» **Stored data entries**:
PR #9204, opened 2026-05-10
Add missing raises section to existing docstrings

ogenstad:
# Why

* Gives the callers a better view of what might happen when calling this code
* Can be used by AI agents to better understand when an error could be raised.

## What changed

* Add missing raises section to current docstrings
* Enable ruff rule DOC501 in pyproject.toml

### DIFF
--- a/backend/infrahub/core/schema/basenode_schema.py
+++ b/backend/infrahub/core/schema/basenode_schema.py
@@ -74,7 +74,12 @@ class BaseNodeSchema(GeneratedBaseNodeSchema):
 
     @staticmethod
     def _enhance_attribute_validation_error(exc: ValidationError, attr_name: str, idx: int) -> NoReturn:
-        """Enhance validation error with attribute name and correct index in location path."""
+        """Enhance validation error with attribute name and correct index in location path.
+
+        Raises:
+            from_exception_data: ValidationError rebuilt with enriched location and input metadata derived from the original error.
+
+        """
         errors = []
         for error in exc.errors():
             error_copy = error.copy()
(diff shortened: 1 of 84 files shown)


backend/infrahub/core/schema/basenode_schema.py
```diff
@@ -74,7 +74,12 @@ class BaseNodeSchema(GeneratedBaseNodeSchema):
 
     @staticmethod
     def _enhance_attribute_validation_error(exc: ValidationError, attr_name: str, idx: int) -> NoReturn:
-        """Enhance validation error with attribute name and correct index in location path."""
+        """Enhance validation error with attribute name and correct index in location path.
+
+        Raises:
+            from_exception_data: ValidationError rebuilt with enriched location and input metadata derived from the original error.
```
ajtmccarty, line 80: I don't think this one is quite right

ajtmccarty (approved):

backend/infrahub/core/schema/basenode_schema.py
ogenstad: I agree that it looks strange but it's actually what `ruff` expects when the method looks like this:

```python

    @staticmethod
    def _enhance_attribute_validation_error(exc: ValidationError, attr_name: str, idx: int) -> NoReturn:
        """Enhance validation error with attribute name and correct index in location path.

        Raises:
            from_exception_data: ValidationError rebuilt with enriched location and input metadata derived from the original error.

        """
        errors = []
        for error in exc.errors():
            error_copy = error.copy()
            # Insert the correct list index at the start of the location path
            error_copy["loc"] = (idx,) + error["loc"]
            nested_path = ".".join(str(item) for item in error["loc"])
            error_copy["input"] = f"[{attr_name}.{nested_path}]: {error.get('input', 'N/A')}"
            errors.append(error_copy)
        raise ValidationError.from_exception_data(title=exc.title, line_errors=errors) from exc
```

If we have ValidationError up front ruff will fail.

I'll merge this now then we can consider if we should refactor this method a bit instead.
* * *
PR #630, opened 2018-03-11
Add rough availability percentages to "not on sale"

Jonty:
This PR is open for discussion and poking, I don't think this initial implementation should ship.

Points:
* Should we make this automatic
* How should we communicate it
==
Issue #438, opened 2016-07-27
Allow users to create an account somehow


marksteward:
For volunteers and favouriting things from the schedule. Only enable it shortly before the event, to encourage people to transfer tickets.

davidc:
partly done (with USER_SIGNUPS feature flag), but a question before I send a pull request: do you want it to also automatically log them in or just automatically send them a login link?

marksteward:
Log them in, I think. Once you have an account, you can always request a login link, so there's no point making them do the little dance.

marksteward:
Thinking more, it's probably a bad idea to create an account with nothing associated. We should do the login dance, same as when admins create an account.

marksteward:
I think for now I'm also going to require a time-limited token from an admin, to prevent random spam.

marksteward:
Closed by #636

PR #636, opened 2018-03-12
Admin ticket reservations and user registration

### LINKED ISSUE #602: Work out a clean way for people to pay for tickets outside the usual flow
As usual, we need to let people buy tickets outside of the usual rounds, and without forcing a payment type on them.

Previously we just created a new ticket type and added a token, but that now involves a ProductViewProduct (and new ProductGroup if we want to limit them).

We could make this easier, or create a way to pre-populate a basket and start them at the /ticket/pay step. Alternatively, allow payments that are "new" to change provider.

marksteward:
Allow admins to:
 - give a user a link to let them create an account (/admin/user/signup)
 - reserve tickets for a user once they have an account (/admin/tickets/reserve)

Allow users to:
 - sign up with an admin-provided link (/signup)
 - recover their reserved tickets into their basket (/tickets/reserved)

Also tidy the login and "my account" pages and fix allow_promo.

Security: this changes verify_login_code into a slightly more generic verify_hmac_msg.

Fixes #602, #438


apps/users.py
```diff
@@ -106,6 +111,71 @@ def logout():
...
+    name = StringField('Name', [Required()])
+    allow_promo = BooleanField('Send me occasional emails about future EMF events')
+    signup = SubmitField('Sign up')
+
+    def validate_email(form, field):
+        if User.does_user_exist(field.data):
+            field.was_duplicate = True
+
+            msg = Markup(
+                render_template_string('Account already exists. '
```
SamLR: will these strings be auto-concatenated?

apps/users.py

» **EXERCISE**: Within the records above, count the lines that contain "ogenstad" and give the number with nothing added.

» **RESULT OF THIS EXERCISE**: 2